Wie bei den Fußballern nach dem Tiefpunkt bei der EM 2000 will der DHB nun gemeinsam mit der Bundesliga Spieler mit Spitzenpotenzial ausbilden. „Bei den Fußballern hat die Liga Spieler geliefert. Das passiert sicher im Handball in den nächsten zwölf Monaten nicht, dass da geliefert wird“, sagte Bredemeier. Das Projekt Eliteförderung sei ein langfristiges. „Da brauchen wir ein bisschen Geduld und langen Atem“, meinte er.

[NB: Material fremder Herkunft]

Issue #1246, opened 2022-12-05
Inconsistent return value with enabled NODE_ADDON_API_ENABLE_MAYBE directive


ikokostya:
If preprocessor directives `NAPI_DISABLE_CPP_EXCEPTIONS` and `NODE_ADDON_API_ENABLE_MAYBE` are enabled, `Napi` API calls should return `Maybe` type https://github.com/nodejs/node-addon-api/blob/HEAD/doc/error_handling.md#handling-errors-with-maybe-type-and-c-exceptions-disabled. 

But many Napi methods violate this rule. For example all `Napi::Number` conversion methods (`Int32Value()`, `Uint32Value()`, `FloatValue()`, `DoubleValue()`) and `Napi::BigInt` conversion methods return unwrapped value as is:

https://github.com/nodejs/node-addon-api/blob/39267baf1ba985275f74991fef6faac2ccf8e495/napi-inl.h#L829-L834

https://github.com/nodejs/node-addon-api/blob/39267baf1ba985275f74991fef6faac2ccf8e495/napi.h#L90-L94

In the following example variable `x` will have `0` value if `info[0]` is not a number:

```cpp
void Foo(const Napi::CallbackInfo& info) {
  auto x = info[0].As<Napi::Number>().Int32Value(); // expected x type is Maybe<int32_t>, 
                                                    // actual type is int32_t
}
```

mhdawson:
We discussed in the team meeting today and originally these methods were intentionally left out of those that returns Maybes. @legendecas will take another look and comment.

mhdawson:
@vmoroz suggested we make the macro NAPI_ENABLE_AS_TYPE_CHECK

mhdawson:
From follow on discussion NAPI_ENABLE_TYPE_CHECK_ON_AS was suggested

PR #1281, opened 2023-02-02
src: enforce type checks on Napi::Value::As()

legendecas:
Fixes https://github.com/nodejs/node-addon-api/issues/1246


legendecas:
Not sure why windows builds failed to fetch arm64 `node.lib`. Needs to retry after a while to see if the problem persists.

legendecas:
Windows tests passed! This PR is ready for review.

mhdawson (approved):
LGTM

PR #1306, opened 2023-04-05
Fix exits/exists typo in docs for Env::AddCleanupHook()

RedBeard0531:
I'm 99% sure that this was a typo that was then copy-pasted, but if not, please close.


legendecas (approved):
Thanks for catching this!

mhdawson (approved):
LGTM

Issue #1041, opened 2021-08-19
[Tests] AsyncProgressWorker unit test coverage


JckXia:
| class                   | methods                                                                                                                          |
|-------------------------|----------------------------------------------------------------------------------------------------------------------------------|                           
 |AsyncProgressWorker |     |
 ||  AsyncProgressWorker(const Function& callback); |
 ||  AsyncProgressWorker(const Function& callback, const char* resource_name);|
 |Covered |  AsyncProgressWorker(const Function& callback,const char* resource_name, const Object& resource)|
| |  AsyncProgressWorker(const Object& receiver, const Function& cb)|
| | AsyncProgressWorker(const Object& receiver,const Function& cb, const char* resource_name) |      
|| AsyncProgressWorker(const Object& receiver,const Function& cb, const char* resource_name, const Object& resource) |
| |AsyncProgressWorker(Napi::Env env) |
| |AsyncProgressWorker(Napi::Env env, const char* resource_name) |
| |AsyncProgressWorker(Napi::Env env, const char* resource_name, const Object& resource) | 
|Covered | void Execute(const ExecutionProgress& progress)|
|Covered |void OnProgress(const T* data, size_t count) |
 
  
See asyncprogressworker.cc and asyncprogressworker.js

PR #1307, opened 2023-04-07
[test] Add test coverage for AsyncProgressWorker

JckXia:
Resolves https://github.com/nodejs/node-addon-api/issues/1041, and refactors async hook installation into the common module


test/async_progress_worker.js
```diff
@@ -4,12 +4,146 @@ const common = require('./common');
...
+let asyncHooks;
+function checkAsyncHooks () {
+  if (nodeVersion >= 8) {
+    if (asyncHooks === undefined) {
+      asyncHooks = require('async_hooks');
+    }
+    return true;
+  }
+  return false;
+}
```
gabrielschulhof, line 18: According to the async hooks [doc](https://nodejs.org/api/async_hooks.html) their use is discouraged. Can we use the alternatives mentioned there?

JckXia: Hmm.. From what I understand, we use `async_hooks` here to verify that async resources/objects passed from the C++ side are successfully instantiated, and can be used to track the life cycle of the async call from JS. 

I took a look at `AsyncLocalStorage`, and it doesn't seem to provide any API to inspect the async resources/objects associated with an async call. @legendecas Any ideas?

gabrielschulhof: OK. That's fair.

legendecas (approved):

Verantwortlich dafür im Verband ist Heiner Brand, der in den vergangenen Jahren immer wieder mehr Einsatzzeiten für junge Spieler in der Liga gefordert hatte. „Ich glaube, dass mittlerweile die Bundesliga dabei ist, die Bedeutung der Nationalmannschaft richtig einzuschätzen, dass die Möglichkeiten zur Kooperation da sind und dass in Zukunft einige Dinge besser laufen werden als in der Vergangenheit. Dann werden wir sicherlich in absehbarer Zeit auch mehr junge Spieler in der Liga erleben. Und nur Spieler, die sich in der Liga präsentieren, können auch Nationalspieler werden“, sagte er.